*Exercise aim*
Filter the records for lines holding the string "could".

*Dataset extract*
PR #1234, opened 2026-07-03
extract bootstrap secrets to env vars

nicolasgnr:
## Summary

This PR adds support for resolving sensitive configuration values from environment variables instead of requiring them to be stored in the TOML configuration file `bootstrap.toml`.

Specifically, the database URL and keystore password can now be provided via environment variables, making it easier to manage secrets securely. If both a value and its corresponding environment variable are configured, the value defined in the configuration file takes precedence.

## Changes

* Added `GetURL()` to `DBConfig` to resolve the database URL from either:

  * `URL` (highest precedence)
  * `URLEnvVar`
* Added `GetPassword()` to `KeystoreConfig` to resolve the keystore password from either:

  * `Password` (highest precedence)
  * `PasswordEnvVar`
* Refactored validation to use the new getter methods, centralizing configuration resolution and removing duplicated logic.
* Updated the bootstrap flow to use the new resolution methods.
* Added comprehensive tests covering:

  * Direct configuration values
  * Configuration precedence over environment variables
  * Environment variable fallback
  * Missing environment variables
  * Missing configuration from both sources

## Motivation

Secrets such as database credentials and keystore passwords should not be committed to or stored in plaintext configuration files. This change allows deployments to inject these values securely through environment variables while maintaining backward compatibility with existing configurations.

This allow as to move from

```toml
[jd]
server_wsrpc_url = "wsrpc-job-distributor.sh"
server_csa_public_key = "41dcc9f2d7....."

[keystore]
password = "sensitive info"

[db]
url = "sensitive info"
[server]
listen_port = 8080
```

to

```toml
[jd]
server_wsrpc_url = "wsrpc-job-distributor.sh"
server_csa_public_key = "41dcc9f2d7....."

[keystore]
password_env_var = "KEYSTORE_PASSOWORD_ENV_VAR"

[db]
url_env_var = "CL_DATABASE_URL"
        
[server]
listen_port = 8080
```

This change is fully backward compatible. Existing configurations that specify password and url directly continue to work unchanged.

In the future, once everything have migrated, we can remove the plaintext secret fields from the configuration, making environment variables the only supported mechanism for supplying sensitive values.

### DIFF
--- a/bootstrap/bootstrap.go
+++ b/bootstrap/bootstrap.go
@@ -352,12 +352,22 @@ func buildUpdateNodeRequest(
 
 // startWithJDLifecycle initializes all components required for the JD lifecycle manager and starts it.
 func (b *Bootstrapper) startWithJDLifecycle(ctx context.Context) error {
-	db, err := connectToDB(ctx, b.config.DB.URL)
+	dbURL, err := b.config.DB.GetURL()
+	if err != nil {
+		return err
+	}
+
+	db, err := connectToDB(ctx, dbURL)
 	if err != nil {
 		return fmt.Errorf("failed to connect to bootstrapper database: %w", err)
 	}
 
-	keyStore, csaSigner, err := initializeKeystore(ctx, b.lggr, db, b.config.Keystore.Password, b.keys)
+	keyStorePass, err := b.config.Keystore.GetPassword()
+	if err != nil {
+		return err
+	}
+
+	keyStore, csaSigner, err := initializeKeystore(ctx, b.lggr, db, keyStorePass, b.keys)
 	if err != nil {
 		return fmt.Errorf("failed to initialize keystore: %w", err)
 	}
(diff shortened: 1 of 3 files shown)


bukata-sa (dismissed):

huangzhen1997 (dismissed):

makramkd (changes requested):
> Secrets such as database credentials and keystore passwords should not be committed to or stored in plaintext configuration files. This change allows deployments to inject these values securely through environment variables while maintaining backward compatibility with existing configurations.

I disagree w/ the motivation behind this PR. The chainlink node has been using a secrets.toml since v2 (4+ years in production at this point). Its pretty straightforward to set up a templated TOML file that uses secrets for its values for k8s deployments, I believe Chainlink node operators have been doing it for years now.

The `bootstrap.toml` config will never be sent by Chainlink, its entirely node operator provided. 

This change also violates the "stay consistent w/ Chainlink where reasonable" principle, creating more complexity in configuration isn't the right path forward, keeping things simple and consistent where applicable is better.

==

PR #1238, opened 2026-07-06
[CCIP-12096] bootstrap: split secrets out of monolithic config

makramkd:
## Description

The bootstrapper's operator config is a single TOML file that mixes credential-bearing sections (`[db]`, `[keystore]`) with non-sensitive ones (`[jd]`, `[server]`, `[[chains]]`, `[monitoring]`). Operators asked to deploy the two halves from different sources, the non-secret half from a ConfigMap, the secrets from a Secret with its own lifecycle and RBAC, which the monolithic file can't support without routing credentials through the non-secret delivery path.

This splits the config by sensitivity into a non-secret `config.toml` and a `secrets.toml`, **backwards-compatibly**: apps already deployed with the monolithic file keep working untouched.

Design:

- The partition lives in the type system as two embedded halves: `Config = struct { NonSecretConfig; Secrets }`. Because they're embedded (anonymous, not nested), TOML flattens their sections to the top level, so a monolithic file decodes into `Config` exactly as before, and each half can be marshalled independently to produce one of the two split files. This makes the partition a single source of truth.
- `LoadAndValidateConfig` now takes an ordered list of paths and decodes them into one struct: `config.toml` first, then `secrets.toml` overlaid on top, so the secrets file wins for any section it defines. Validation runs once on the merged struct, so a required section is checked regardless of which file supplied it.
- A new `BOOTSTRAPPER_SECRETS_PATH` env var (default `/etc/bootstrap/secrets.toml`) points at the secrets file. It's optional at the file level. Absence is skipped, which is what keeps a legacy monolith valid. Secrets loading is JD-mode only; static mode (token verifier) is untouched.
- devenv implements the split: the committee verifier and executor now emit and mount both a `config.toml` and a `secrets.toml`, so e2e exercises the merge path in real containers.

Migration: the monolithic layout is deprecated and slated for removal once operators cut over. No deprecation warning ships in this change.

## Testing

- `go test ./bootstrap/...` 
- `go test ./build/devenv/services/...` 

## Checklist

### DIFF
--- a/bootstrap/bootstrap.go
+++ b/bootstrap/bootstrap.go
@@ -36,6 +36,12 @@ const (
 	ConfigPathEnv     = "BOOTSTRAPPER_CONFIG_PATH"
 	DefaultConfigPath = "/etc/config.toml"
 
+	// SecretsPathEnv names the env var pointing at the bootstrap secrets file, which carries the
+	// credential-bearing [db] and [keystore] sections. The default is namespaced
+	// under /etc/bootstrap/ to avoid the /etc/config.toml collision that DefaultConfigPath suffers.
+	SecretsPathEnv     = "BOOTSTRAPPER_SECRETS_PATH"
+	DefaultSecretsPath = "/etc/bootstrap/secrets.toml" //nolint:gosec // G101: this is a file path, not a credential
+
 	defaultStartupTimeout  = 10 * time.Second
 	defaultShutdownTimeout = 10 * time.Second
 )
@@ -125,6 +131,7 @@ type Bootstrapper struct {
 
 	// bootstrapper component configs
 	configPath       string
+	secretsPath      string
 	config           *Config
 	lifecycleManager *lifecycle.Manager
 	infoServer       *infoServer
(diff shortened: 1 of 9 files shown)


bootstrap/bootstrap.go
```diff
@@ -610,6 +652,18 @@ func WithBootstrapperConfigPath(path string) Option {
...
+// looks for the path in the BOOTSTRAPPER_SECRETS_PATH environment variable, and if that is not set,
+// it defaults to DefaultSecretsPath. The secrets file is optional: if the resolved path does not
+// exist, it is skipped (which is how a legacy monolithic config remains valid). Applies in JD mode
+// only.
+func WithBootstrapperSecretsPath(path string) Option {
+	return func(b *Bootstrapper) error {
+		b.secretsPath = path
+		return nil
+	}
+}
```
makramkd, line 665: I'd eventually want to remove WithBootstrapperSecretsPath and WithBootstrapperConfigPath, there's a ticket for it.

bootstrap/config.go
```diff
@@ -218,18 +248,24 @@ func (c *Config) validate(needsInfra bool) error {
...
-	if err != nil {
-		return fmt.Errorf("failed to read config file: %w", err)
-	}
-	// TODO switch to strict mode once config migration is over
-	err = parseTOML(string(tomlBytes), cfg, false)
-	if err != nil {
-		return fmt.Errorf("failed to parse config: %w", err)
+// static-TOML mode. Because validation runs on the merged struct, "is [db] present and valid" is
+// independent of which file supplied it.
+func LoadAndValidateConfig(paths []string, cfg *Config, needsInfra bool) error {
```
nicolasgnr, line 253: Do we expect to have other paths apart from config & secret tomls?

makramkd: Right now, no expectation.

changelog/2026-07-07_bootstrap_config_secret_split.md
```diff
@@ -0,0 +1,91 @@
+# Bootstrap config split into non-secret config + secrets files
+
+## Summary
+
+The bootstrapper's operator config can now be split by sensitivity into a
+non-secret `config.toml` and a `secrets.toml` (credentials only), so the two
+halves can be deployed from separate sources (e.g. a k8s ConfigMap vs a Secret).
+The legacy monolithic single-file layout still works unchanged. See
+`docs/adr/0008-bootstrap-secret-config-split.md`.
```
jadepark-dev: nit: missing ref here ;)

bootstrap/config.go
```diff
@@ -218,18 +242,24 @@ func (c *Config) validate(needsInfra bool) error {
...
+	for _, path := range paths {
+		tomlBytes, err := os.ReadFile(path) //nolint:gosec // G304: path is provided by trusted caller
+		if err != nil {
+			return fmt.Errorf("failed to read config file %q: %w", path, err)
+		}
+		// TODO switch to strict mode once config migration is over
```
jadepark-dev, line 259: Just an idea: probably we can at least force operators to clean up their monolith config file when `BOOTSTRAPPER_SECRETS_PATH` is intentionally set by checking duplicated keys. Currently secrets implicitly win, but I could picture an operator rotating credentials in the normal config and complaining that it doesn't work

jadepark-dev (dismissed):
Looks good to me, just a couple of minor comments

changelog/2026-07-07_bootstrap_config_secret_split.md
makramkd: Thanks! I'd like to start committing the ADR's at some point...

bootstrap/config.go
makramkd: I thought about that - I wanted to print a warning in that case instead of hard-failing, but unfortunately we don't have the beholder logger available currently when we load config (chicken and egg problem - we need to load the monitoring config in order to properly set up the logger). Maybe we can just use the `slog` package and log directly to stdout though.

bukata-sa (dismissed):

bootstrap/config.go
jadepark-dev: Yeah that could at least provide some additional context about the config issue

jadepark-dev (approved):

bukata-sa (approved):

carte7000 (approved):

*Task result*
jadepark-dev, line 259: Just an idea: probably we can at least force operators to clean up their monolith config file when `BOOTSTRAPPER_SECRETS_PATH` is intentionally set by checking duplicated keys. Currently secrets implicitly win, but I could picture an operator rotating credentials in the normal config and complaining that it doesn't work
jadepark-dev: Yeah that could at least provide some additional context about the config issue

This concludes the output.